About this exercise -
Beginning with the line below that contains "- It kind-of" and ending with the line that contains "if the /run/zincati/public/motd.d", copy every line exactly. Copy nothing else.

(Records contained in a dataset)

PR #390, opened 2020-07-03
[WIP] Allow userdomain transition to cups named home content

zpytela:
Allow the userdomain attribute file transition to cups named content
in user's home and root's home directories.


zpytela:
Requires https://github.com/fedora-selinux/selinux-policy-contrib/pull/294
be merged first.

* * *

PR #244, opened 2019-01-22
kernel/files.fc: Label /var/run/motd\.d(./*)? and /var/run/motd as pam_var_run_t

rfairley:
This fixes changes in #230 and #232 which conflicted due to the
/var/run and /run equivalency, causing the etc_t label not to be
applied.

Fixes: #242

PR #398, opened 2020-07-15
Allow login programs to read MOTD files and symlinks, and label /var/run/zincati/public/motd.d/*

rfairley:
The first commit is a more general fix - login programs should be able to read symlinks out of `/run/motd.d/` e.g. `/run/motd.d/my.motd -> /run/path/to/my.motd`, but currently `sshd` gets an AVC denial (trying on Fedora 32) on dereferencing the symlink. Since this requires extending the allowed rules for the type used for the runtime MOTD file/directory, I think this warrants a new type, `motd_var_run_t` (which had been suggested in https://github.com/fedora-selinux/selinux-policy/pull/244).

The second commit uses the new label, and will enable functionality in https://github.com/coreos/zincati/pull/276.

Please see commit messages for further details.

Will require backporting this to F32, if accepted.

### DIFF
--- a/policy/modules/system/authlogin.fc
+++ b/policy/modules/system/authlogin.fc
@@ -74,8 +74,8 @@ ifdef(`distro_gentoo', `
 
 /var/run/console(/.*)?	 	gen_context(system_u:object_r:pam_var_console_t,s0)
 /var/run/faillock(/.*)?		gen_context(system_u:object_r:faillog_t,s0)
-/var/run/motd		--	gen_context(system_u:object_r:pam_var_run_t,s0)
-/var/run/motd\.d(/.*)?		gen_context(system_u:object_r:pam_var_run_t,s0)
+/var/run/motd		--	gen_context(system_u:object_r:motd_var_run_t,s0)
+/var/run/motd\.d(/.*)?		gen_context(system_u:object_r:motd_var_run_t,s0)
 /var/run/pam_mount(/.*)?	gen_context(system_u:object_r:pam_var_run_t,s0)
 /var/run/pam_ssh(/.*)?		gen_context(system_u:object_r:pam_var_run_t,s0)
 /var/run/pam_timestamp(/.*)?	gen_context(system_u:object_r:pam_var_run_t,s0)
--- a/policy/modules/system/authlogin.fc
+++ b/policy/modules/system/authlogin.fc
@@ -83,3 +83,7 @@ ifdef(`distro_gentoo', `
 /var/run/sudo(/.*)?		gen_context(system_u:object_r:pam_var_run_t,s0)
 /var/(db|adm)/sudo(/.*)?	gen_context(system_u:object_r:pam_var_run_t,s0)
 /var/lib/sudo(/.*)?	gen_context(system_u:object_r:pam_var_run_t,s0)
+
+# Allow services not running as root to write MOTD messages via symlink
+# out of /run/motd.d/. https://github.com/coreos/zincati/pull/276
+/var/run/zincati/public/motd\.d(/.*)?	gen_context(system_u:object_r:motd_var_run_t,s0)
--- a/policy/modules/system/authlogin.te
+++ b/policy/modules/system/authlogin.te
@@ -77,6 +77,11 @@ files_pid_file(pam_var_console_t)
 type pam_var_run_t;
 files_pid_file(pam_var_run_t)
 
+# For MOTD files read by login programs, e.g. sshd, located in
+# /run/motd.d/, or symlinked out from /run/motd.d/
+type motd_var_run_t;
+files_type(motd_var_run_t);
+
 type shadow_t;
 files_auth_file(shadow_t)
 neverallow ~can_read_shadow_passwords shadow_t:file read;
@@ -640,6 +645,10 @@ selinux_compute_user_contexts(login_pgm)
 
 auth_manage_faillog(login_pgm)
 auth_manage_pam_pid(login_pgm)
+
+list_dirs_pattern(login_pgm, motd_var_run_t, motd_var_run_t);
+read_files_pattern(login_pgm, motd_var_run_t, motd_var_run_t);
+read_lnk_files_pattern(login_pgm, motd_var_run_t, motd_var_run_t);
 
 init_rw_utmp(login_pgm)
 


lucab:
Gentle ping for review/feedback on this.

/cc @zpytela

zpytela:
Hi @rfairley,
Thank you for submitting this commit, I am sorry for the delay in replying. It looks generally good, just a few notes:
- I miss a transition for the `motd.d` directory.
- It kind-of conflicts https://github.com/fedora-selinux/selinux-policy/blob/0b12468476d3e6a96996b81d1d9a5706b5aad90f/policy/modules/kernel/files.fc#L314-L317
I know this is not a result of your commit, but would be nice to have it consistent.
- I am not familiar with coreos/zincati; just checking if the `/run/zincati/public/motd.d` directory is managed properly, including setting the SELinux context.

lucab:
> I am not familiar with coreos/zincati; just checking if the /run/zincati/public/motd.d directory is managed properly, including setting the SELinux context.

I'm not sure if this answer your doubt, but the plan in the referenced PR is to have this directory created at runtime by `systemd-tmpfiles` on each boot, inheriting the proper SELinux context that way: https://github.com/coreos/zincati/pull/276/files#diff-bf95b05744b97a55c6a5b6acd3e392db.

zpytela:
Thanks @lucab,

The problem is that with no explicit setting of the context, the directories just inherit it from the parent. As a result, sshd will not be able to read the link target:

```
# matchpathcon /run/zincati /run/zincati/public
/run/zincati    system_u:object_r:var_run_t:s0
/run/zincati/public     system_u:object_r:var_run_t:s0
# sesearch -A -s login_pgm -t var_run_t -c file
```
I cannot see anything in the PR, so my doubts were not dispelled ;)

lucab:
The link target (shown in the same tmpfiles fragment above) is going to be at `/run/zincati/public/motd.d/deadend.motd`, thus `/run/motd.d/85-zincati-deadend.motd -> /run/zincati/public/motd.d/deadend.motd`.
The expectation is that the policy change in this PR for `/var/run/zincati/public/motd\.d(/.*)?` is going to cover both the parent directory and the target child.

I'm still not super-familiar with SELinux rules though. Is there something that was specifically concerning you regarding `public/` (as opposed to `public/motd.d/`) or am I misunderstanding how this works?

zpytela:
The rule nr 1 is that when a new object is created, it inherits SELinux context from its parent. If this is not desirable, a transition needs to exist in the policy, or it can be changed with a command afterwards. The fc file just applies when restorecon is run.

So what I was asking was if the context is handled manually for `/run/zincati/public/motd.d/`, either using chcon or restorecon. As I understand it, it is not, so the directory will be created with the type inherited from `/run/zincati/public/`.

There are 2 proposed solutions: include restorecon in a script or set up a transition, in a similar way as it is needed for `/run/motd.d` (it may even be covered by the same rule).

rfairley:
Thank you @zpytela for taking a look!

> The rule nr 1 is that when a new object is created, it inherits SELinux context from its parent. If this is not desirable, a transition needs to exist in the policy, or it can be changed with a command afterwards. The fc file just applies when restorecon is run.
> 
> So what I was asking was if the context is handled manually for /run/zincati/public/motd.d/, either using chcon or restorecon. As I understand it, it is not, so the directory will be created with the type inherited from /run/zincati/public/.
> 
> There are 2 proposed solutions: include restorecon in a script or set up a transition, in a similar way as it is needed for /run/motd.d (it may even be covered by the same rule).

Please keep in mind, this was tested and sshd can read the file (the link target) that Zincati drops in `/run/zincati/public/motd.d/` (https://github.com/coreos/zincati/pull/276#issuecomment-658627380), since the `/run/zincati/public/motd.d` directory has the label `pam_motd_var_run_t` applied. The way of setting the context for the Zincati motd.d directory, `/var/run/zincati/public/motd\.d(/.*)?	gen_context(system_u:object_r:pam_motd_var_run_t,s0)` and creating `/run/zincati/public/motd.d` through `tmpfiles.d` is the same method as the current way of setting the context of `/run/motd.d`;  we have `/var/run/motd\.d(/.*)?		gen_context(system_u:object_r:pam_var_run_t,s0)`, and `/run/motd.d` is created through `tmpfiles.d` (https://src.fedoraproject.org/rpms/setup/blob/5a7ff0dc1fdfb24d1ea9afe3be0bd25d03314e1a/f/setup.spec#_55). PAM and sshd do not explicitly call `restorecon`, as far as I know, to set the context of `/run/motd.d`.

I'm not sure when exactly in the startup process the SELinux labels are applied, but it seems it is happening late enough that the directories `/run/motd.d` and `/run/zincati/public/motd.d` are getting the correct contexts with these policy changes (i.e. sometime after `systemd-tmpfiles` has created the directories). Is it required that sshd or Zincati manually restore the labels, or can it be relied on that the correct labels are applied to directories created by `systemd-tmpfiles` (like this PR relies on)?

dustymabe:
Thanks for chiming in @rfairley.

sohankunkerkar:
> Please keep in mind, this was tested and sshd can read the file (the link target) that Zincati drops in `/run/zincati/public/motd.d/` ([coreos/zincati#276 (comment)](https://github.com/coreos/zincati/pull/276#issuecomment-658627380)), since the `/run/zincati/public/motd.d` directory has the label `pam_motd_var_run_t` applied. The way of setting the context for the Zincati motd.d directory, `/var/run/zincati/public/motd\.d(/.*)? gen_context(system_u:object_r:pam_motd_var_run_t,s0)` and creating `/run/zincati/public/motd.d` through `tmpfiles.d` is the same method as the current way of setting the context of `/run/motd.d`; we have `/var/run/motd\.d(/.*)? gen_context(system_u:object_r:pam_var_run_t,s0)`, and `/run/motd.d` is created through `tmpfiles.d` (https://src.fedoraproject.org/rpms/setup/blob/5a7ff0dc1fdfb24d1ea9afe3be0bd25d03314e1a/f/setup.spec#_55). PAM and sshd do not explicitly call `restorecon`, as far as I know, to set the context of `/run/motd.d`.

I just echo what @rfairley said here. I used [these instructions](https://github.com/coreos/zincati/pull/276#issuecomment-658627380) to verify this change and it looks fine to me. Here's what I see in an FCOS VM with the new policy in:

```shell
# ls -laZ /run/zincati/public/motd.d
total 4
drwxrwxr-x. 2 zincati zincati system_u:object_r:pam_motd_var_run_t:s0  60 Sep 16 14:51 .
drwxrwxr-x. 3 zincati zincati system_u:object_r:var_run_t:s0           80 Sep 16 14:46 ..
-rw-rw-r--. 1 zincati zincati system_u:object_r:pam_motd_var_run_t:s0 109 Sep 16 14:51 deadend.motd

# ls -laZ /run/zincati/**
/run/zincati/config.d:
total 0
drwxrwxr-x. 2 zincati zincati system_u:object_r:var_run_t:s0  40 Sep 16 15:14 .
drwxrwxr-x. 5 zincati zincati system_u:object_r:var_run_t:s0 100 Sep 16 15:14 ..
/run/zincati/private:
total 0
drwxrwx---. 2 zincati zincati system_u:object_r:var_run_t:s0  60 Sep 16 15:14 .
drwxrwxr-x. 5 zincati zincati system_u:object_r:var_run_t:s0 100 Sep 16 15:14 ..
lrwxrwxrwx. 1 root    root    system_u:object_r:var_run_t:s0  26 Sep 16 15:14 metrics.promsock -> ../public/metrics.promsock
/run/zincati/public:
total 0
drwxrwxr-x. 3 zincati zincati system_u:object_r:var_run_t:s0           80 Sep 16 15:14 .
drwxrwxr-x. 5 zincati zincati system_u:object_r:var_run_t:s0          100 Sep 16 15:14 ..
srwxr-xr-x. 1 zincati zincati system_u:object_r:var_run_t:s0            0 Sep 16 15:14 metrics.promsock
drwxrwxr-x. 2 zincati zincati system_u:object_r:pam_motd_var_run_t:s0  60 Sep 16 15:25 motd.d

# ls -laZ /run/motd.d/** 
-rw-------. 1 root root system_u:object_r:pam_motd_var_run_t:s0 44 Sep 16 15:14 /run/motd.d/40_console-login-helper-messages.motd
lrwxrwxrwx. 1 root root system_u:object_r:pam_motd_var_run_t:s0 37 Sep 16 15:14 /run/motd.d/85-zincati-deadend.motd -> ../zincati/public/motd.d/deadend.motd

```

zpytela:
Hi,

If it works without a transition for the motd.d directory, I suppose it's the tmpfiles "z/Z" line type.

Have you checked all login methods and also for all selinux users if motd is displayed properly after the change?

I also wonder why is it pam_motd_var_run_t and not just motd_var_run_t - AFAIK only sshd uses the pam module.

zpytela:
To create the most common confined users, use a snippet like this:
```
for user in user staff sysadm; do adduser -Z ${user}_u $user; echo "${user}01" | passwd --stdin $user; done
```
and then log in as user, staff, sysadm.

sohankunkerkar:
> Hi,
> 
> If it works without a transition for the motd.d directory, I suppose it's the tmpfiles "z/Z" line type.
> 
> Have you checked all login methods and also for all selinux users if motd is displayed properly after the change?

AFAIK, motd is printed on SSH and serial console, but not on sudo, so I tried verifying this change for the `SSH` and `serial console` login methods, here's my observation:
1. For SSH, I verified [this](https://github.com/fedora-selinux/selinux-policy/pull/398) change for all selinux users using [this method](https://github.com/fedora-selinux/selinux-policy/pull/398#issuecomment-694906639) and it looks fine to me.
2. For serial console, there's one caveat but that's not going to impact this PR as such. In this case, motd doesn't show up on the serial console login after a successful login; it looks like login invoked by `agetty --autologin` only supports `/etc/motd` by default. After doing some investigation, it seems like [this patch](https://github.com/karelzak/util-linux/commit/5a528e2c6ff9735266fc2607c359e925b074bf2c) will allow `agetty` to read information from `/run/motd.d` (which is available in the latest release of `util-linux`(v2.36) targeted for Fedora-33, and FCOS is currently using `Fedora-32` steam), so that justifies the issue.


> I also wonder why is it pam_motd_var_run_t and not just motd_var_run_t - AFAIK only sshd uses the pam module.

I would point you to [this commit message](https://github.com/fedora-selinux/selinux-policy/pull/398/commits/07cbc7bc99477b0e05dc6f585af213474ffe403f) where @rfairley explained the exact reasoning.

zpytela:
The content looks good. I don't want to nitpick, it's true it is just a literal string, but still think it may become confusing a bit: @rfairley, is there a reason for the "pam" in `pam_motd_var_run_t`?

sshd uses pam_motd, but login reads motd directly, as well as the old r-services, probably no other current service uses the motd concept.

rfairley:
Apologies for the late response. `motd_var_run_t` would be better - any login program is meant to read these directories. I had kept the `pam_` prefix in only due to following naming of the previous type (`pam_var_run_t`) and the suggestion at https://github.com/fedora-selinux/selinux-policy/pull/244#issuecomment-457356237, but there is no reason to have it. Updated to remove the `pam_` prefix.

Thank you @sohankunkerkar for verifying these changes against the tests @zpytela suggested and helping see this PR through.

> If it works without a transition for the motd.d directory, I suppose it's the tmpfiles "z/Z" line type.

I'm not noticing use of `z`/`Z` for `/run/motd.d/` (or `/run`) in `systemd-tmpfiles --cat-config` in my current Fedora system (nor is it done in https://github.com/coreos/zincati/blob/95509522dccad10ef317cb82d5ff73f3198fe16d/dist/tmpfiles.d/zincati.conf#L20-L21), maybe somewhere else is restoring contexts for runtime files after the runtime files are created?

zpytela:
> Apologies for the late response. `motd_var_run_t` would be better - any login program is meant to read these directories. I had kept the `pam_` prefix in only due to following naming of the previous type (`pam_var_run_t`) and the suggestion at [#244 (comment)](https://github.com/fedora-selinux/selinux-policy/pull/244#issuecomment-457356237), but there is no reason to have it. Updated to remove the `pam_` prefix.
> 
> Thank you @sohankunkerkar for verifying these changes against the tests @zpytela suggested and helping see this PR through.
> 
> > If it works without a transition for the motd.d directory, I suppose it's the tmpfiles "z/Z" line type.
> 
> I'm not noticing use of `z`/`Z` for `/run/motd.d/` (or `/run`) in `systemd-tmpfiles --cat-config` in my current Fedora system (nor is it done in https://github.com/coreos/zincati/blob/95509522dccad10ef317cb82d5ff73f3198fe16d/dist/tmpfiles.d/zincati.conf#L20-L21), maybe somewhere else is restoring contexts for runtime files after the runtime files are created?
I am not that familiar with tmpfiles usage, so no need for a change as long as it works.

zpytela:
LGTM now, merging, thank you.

==

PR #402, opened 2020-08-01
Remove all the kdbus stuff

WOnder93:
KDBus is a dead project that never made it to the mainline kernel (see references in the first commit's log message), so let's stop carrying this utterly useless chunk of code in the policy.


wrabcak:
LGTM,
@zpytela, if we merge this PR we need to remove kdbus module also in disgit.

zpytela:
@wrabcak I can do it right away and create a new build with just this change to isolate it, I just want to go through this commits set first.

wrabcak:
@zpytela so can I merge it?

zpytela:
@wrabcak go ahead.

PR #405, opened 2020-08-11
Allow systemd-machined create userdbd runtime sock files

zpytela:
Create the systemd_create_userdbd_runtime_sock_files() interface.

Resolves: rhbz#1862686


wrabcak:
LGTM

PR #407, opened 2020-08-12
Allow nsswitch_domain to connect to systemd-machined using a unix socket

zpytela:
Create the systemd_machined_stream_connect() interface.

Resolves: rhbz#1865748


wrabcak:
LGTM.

Task answer -
- It kind-of conflicts https://github.com/fedora-selinux/selinux-policy/blob/0b12468476d3e6a96996b81d1d9a5706b5aad90f/policy/modules/kernel/files.fc#L314-L317
I know this is not a result of your commit, but would be nice to have it consistent.
- I am not familiar with coreos/zincati; just checking if the `/run/zincati/public/motd.d` directory is managed properly, including setting the SELinux context.

lucab:
> I am not familiar with coreos/zincati; just checking if the /run/zincati/public/motd.d directory is managed properly, including setting the SELinux context.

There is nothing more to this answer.